### Problem statement
Would you write out, word for word, each line of the records below from the top through the one holding "Unfortunately this requires"?

### Supplied material

Issue #16, opened 2014-11-20
Bidirectional hasMany relationships are not loadable/saveable from the many side


rsutphin:
The default behavior of `DS.JSONSerializer` is to not serialize the many side of bidirectional hasMany relationships. See emberjs/data#2494 for links to discussion about this.

The upshot for `ember-pouch` is that the contents of a bidirectional hasMany relationship isn't saved or loaded when working from the many side. E.g., say you have these models:

```javascript
// app/models/person.js
export default DS.Model.extend({
  sandwiches: DS.hasMany('sandwich', { inverse: 'owner' })
});

// app/models/sandwich.js
export default DS.Model.extend({
  owner: DS.belongsTo('person')
});
```

In this case you won't be able to load or save a person's sandwiches from the person. (You will be able to if you remove `owner` from sandwich, though.)

The workaround for this that other similar adapters use ([ember-localstorage-adapter][LS], [ember-indexeddb-adapter][IDB]) is to provide a serializer which forces these associations to be serialized on the hasMany side (as well as the belongsTo side). I'm doing this now in my own application to work around this issue.

[LS]: https://github.com/kurko/ember-localstorage-adapter/blob/c32477626ce0e7c8447e1ee79eb78e64a8357d70/localstorage_adapter.js#L6
[IDB]: https://github.com/kurko/ember-indexeddb-adapter/blob/0b1c73a1134606ccc9dfc1aadb86af5b4dd9fe4d/packages/indexeddb-adapter/lib/indexeddb_serializer.js#L2

Unfortunately this requires copying a bunch of code from JSONSerializer (hence emberjs/data#2494). It also duplicates the information about the relationship, requiring both sides to be saved manually whenever the relationship changes.

I'm not sure if there's a practical better solution. It appears that the ember-data solution is to have the server use different serializations for reads vs. writes, but that doesn't work for a local database. One idea I had was that the adapter could look up the IDs for the hasMany relationship dynamically — since all the data is local this might work, but it also might be complex to get right.

fsmanuel:
I'm not sure when ember-data added `_shouldSerializeHasMany` but in 1.13.x it is available
We can add that line to the serializer and add a section to the readme that ppl should import the serializer.

```js
  _shouldSerializeHasMany: function() { return true; }
```

broerse:
Or use an initializer to import it? Example: https://github.com/firebase/emberfire/blob/master/addon/initializers/emberfire.js

[...]

PR #109, opened 2016-01-23
Add failing test for loading hasMany associations

backspace:
This incorporates the proposed fix for #16, but it doesn’t
actually fix the problem. Perhaps I’m misunderstanding!


nolanlawson:
Sounds like you've demonstrated that the proposed fix doesn't actually fix anything? In which case, this is a very useful PR. :)

backspace:
Yeah! I’m curious to hear from other people in that thread though because multiple people seemed to be having success with it.

PR #111, opened 2016-01-31
Add override so serialiser saves hasMany

backspace:
As suggested [here](https://github.com/nolanlawson/ember-pouch/issues/16#issuecomment-122651303) by @fsmanuel.

What I missed in my [previous pull request](https://github.com/nolanlawson/ember-pouch/pull/109) was that the dummy application wasn’t using the PouchDB serialiser!

### DIFF
--- a/tests/dummy/app/serializers/application.js
+++ b/tests/dummy/app/serializers/application.js
@@ -1,0 +1,3 @@
+import { Serializer } from 'ember-pouch';
+
+export default Serializer;
--- a/addon/serializers/pouch.js
+++ b/addon/serializers/pouch.js
@@ -1,3 +1,19 @@
 import DS from 'ember-data';
 
-export default DS.RESTSerializer.extend({});
+export default DS.RESTSerializer.extend({
+  _shouldSerializeHasMany: function() {
+    return true;
+  },
+
+  // This fixes a failure in Ember Data 1.13 where an empty hasMany
+  // was saving as undefined rather than [].
+  serializeHasMany(snapshot, json, relationship) {
+    this._super.apply(this, arguments);
+
+    const key = relationship.key;
+
+    if (!json[key]) {
+      json[key] = [];
+    }
+  }
+});
--- a/tests/dummy/app/models/food-item.js
+++ b/tests/dummy/app/models/food-item.js
@@ -5,5 +5,6 @@ import DS from 'ember-data';
 export default DS.Model.extend({
   rev: DS.attr('string'),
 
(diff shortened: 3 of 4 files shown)


tests/dummy/app/serializers/application.js
```diff
@@ -0,0 +1,3 @@
+import { Serializer } from 'ember-pouch/index';
```
fsmanuel: you don't need index:
`import { Serializer } from 'ember-pouch';`

fsmanuel:
The failing test is related to the change:

`Integration | Adapter | Basic CRUD Ops: update an existing record`
> Error: Assertion Failed: A (subclass of DS.Model) record was pushed into the store with the value of ingredients being 'undefined', but ingredients is a hasMany relationship so the value must be an array. You should probably check your data payload or serializer.

I don't know if it's a bug in ember-data 1.13.

tests/dummy/app/serializers/application.js
backspace: Ah, thanks. I emulated [this line](https://github.com/nolanlawson/ember-pouch/blob/master/tests/dummy/app/adapters/application.js#L1). Changed now.

backspace:
@fsmanuel, I was able to get the tests passing on Ember 1.13 by adding this override of `serializeHasMany`:

```
  serializeHasMany(snapshot, json, relationship) {
    this._super.apply(this, arguments);

    const key = relationship.key;

    if (!json[key]) {
      json[key] = [];
    }
  }
```

If the Ember Data implementation of `serializeHasMany` would result in an `undefined` attribute, this replaces it with an empty array. It seems kind of weird to me, but it works… do you think I should add this to the PR?

fsmanuel:
@backspace LGTM!

nolanlawson:
Seems to be failing only in Ember Data 1.13:

> A (subclass of DS.Model) record was pushed into the store with the value of ingredients being 'undefined', but ingredients is a hasMany relationship so the value must be an array. You should probably check your data payload or serializer.

Do we want to drop support for 1.13 or is this fixable?

backspace:
@nolanlawson: I just pushed that override for `serializeHasMany` that [fixes it on 1.13](https://travis-ci.org/nolanlawson/ember-pouch/jobs/106208731). It’s a bit awkward but seems harmless.

nolanlawson:
LGTM! Thanks for the fix; passing in Travis now.

nolanlawson:
3cb223173ca53c3a864ae23db86c79b43c020fa9

PR #122, opened 2016-03-19
Serializer blueprint

mattmarcum:
The [serializer/relations bug](https://github.com/nolanlawson/ember-pouch/issues/116) bit me in the ass.  Couldn't find anything in the Readme that mentioned the need for a serializer so I added a blueprint and updated the readme.


nolanlawson:
Thanks for the PR! Could somebody else with more Ember knowledge take a look at this? Also just to check - this wasn't a bug that snuck in in v3.2.0, was it?

mattmarcum:
I don't think it was a bug so much as ember-pouch doesn't act like you'd expect w/r/t relations.  I think this https://github.com/nolanlawson/ember-pouch/pull/111 fixed it, but then you'd need to create an application seralizer in your app for it to work.  I just didn't see it documented anywhere that you really needed a serializer.

backspace:
I agree that this should be mentioned in the documentation, so I support merging this.

I also wonder whether we should make explicit that people need to save both ends of a relationship because that’s not how people will generally expect Ember Data to work.

nolanlawson:
Is this related to https://github.com/nolanlawson/ember-pouch/issues/5?

dweremeichik:
As far as making it explicit that both ends need to be saved, that is in the documentation now under relationships - > saving.

fsmanuel:
@backspace why do you think that ember-data users expect that they only need to save one side? Have I missed something?

backspace:
Oops, missed that, @dweremeichik, thanks!

@fsmanuel, with Ember Data don’t you normally only have to save the child end of a relationship because in a relational database-style API, it’s the one with the foreign key?

dweremeichik:
@fsmanuel @backspace according to the Emberjs documentation you only need to save one side. It shouldn't matter which, see [this](https://guides.emberjs.com/v2.4.0/models/relationships/#toc_creating-records). Anyone who is new to both Ember and Ember Pouch will assume that what the documentation says is what would be done here (as it was never specified otherwise). Per the recent ember pouch documentation update, this is made more clear for new users. I would agree that it makes sense to include the serializer by default, otherwise it won't work as users expect.

fsmanuel:
@backspace @dweremeichik  yeah that's true. But it only works for relational database-style API. As far as I know ember data doesn't save both sides (aka send 2 requests to the server).
For ember-local-storage I added a `autoSave` [option](https://github.com/funkensturm/ember-local-storage/blob/master/addon/adapters/adapter.js#L50) to the relationship to autoSave the other side.

If someone is interested I can assist to bring that feature into ember-pouch.

backspace:
That sounds great to me, @fsmanuel!

mattmarcum:
Does this PR need any changes in order to get merged?

backspace:
I ran your generator locally and it worked as expected. I think @nolanlawson prefers squashed commits so maybe do that and then it can be merged?

mattmarcum:
closing this in favor of https://github.com/nolanlawson/ember-pouch/pull/124

PR #140, opened 2016-09-14
Added option to disable live sync and support for periodic polling for changes

aexmachina:


aexmachina:
@broerse I'd like to get this PR merged, can you please review?

broerse:
@aexmachina I understand the need to specify the [Change Notifacation](http://guide.couchdb.org/draft/notifications.html) type. But I don't think it should be a enable/disable flag. CouchDB has now 3 options, It could be more in the future. I also think this should be handled by pouchdb and from ember-pouch we just pass the option to pouchdb. So I am not sure we should merge this in this form.

aexmachina:
I probably should have been clearer about the intent of this PR. The goal is to allow an adapter to use a PouchDB instance that has an HTTP transport without using long polling. Currently, if you provide a PouchDB instance with an HTTP transport (i.e. directly to the remote - without a local) then the adapter's call to `db.changes()` will use long polling, which is a problem for us because we end up running out of sockets when multiple tabs are opened.

This PR provides two features to solve this:

1. `liveSync: false` disables the long polling
2. `syncInterval: 10000` polls for changes every 10 seconds

broerse:
@nolanlawson I think it is better to add something like a:
```
feed=normal
feed=longpoll
feed=continuous
feed=eventsource
```
option to pouchdb and we set this option in ember-pouch. Perhaps only support `normal` , `longpoll` , `eventsource` for now. What do  you think?

aexmachina:
@broerse I agree that is a better solution, if @nolanlawson is open to adding support to PouchDB then I can look at doing a PR. Could take me a while to get to it though!

I'm thinking that adding a `feed` option to the `#changes` method would be the right way to expose this. Probably deprecating the `live: true` option and directing people to use `feed: 'longpoll'` instead.

broerse:
`feed:` and `live:` are not the same. Live replication (or "continuous" replication) is a separate mode where changes are propagated between the two databases as the changes occur. In other words, normal replication happens once, whereas live replication happens in real time. So this does not need to be deprecated if we introduce `feed:`

aexmachina:
@broerse `live: true` would be equivalent to `feed: 'longpoll'`. Remember that in order to move this functionality to PouchDB it does need to be continuous i.e. repeatedly polling for changes or maintaining a long polling, continuous or SSE connection.

broerse:
@aexmachina with `live: true`, `feed: 'longpoll'` is "continuous" replication. With `live: false` , `feed: 'longpoll'` replication happens once. Also with `live: true`, `feed: 'normal'` is "continuous" replication. With `live: false` , `feed: 'normal'` replication happens once. So we don't agree on that this is equivalent.

aexmachina:
Thanks for clarifying that @broerse, now I understand better. The `feed` option doesn't seem to be documented anywhere. It seems to me that the options interface could be better because `live: false` doesn't really make sense with any `feed` type other than `normal`. Hence my suggestion that `live` be replaced with `feed`. Anyway, I'm happy to take whatever guidance you or @nolanlawson want to offer.

On that note, @nolanlawson doesn't seem to be replying. Is there someone else I should be speaking to about this?

broerse:
@aexmachina Perhaps you should open an issue on pouchdb asking for `feed: 'longpoll'` and `feed: 'normal'` support.

PR #1360, opened 2026-01-13
feat(bedrock): add prompt caching for supported models

mfenderov:
Prompt caching is automatically enabled for models that support it (detected via models.dev) to reduce latency and costs. System prompts, tool definitions, and recent messages are cached with a 5-minute TTL.

To disable:

```yaml
provider_opts:
  disable_prompt_caching: true
```

P.S. Benchmarked with `examples/pr-reviewer-bedrock.yaml`: 92% cache read vs 8% cache write.

Assisted-By: cagent

### DIFF
--- a/pkg/model/provider/bedrock/client.go
+++ b/pkg/model/provider/bedrock/client.go
@@ -20,13 +20,15 @@ import (
 	"github.com/docker/cagent/pkg/environment"
 	"github.com/docker/cagent/pkg/model/provider/base"
 	"github.com/docker/cagent/pkg/model/provider/options"
+	"github.com/docker/cagent/pkg/modelsdev"
 	"github.com/docker/cagent/pkg/tools"
 )
 
 // Client represents a Bedrock client wrapper implementing provider.Provider
 type Client struct {
 	base.Config
-	bedrockClient *bedrockruntime.Client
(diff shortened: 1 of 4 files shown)


krissetto:
This generally looks good to me, thanks for the contribution! ❤️ 

@dgageot since you've been deep diving on anthropic caching bits lately, you might be interested in taking a look here and maybe comparing bedrock to some of the tests you've been doing with anthropic's api

krissetto:
Seems to work fine, I'm merging this

pkg/model/provider/bedrock/client.go
```diff
@@ -109,19 +110,47 @@ func NewClient(ctx context.Context, cfg *latest.ModelConfig, env environment.Pro
...
+	modelID := "amazon-bedrock/" + model
+	m, err := store.GetModel(ctx, modelID)
+	if err != nil {
+		slog.Debug("Bedrock prompt caching disabled: model not found in models.dev",
+			"model_id", modelID, "error", err)
+		return false
+	}
+
+	return m.Cost != nil && (m.Cost.CacheRead > 0 || m.Cost.CacheWrite > 0)
+}
```
krissetto, line 152: this is something we can put in the modelsdev store as it could be useful for all providers

PR #1371, opened 2026-01-15
Simplify the reviewer

rumpl:


.github/workflows/agents/pr-review.yaml
```diff
@@ -1,119 +1,24 @@
...
-      8. Format your review with INLINE COMMENTS in this structure:
-         - Overall summary at the top
-         - For each concern/suggestion, use format: `[file.ext:LINE] Comment text`
-         - Include file path and NEW line number (from diff +line numbers) for each inline comment
-      9. Post the review to GitHub using gh CLI:
+      1. Use the shell to call "gh" to get all of the information about the Pr
+      2. Review the PR diff, focusing on lines that were ADDED (+) or MODIFIED.
+      3. Make sure to get the overall picture about the changes, read the files from the current directory as needed
+      4. Review the code changes in detail
+      5. Ue gh to add inline comments for specific lines of code that need attention
```
derekmisler:
```suggestion
      5. Use gh to add inline comments for specific lines of code that need attention
```

.github/workflows/agents/pr-review.yaml
```diff
@@ -1,119 +1,24 @@
...
-
-      START COPYING HERE:
-
-      YOU ARE A BOT IN CI/CD. NO HUMAN INTERACTION. REVIEW THE DIFF AND STOP.
-
-      ## CI/CD Context
-      - ZERO human interaction possible
-      - Diff is 100% COMPLETE - do not request more
-      - If uncertain, state assumption and move on
-      - Review must be FINAL in one pass
```
derekmisler, line 101: it's possible the agent is smarter than it used to be, but i ran into this problem a bunch when testing because the agent always had questions, so it's worth keeping an eye on in the future

PR #1375, opened 2026-01-15
Improve caching

dgageot:
+ Cut the message that contained the date, env, agents.md and skills into separate system messages
+ Reordered the system messages to have the most invariant messages first
+ Instead of caching the first two system messages and the last two user/assistant messages, we mark the tool instructions with a cache control checkpoint because it's the last system message before the ones that can be more user specific
+ We mark the last system message too.
+ We keep on marking the last user/assistant messages with the cache control flag.

Added a few tests and e2e on the way.


pkg/session/session.go
```diff
@@ -440,10 +449,33 @@ func (s *Session) GetMessages(a *agent.Agent) []chat.Message {
...
+	for _, toolSet := range a.ToolSets() {
+		if toolSet.Instructions() != "" {
+			messages = append(messages, chat.Message{
+				Role:    chat.MessageRoleSystem,
+				Content: toolSet.Instructions(),
+			})
+		}
+	}
+
+	// Cache control checkpoint #1 out of 4
```
simonferquel, line 468: This is a bit brittle to only rely on where you add messages in the « system slices » compared to that line of code to make it part of what we think is invariant or not. It is a bit too easy to break the cache.
Can we separate the messages into different slices (invariant messages, lowFrequencyChangeMessages, …) and put the checkpoint when we merge them (in correct order) in the system messages slice?

dgageot: @simonferquel Can we merge this and you prepare another PR?

simonferquel: sure

PR #1377, opened 2026-01-15
Unstuck some remote MCPs

rumpl:
Some remote MCPs get stuck when we try to connect to them because the MCP client also tries to create a persistent SSE connection.

Disable the persistent connection to make init faster for these servers. This means that we can't receive notifications from remote servers which is fine for now since we don't listen to these (yet).

More info https://github.com/modelcontextprotocol/go-sdk/issues/633


dgageot:
Yeah, bumping this dependency is not as easy, they've changed a few things

PR #1389, opened 2026-01-16
Update jsonschema

rumpl:
With this update jsonschema decided that slices and such have a type of [null, string], which is correct in golang world, but it breaks Gemini so we need to tweak and remove all the array defined types and take only the type itself.

Also moved the code a bit and unified the way we convert parameters in openai


e2e/cagent_exec_test.go
```diff
@@ -87,7 +87,9 @@ func TestExec_Mistral(t *testing.T) {
 func TestExec_Mistral_ToolCall(t *testing.T) {
 	out := cagentExec(t, "testdata/fs_tools.yaml", "--model=mistral/mistral-small", "How many files in testdata/working_dir? Only output the number.")
 
-	require.Equal(t, "\n--- Agent: root ---\n\nCalling list_directory(path: \"testdata/working_dir\")\n\nlist_directory response → \"FILE README.me\\n\"\n1", out)
+	// NOTE: If you look at the LLM response, Mistral says it sees 2 files, yours truly got tired of re-running this test to get it to say "1".
```
krissetto, line 90: 😂

pkg/model/provider/openai/client.go
```diff
@@ -339,12 +336,6 @@ func (c *Client) CreateResponseStream(
 				return nil, err
 			}
 
-			// The Response API requires every parameter to be required
-			parameters = makeAllRequired(parameters)
```
krissetto, line 343: is this safe to remove? wasn't expecting this change here

krissetto (approved):

pkg/model/provider/openai/client.go
dgageot: back then it wasn't. @rumpl have you tested it?

rumpl: It wasn't removed, I moved these to `ConvertParametersToSchema` so both Responses and Chat APIs will get the same treatment.

Yes I have tested this, our e2e tests still work and I tested with the responses api too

### Exercise solution
Issue #16, opened 2014-11-20
Bidirectional hasMany relationships are not loadable/saveable from the many side


rsutphin:
The default behavior of `DS.JSONSerializer` is to not serialize the many side of bidirectional hasMany relationships. See emberjs/data#2494 for links to discussion about this.

The upshot for `ember-pouch` is that the contents of a bidirectional hasMany relationship isn't saved or loaded when working from the many side. E.g., say you have these models:

```javascript
// app/models/person.js
export default DS.Model.extend({
  sandwiches: DS.hasMany('sandwich', { inverse: 'owner' })
});

// app/models/sandwich.js
export default DS.Model.extend({
  owner: DS.belongsTo('person')
});
```

In this case you won't be able to load or save a person's sandwiches from the person. (You will be able to if you remove `owner` from sandwich, though.)

The workaround for this that other similar adapters use ([ember-localstorage-adapter][LS], [ember-indexeddb-adapter][IDB]) is to provide a serializer which forces these associations to be serialized on the hasMany side (as well as the belongsTo side). I'm doing this now in my own application to work around this issue.

[LS]: https://github.com/kurko/ember-localstorage-adapter/blob/c32477626ce0e7c8447e1ee79eb78e64a8357d70/localstorage_adapter.js#L6
[IDB]: https://github.com/kurko/ember-indexeddb-adapter/blob/0b1c73a1134606ccc9dfc1aadb86af5b4dd9fe4d/packages/indexeddb-adapter/lib/indexeddb_serializer.js#L2

Unfortunately this requires copying a bunch of code from JSONSerializer (hence emberjs/data#2494). It also duplicates the information about the relationship, requiring both sides to be saved manually whenever the relationship changes.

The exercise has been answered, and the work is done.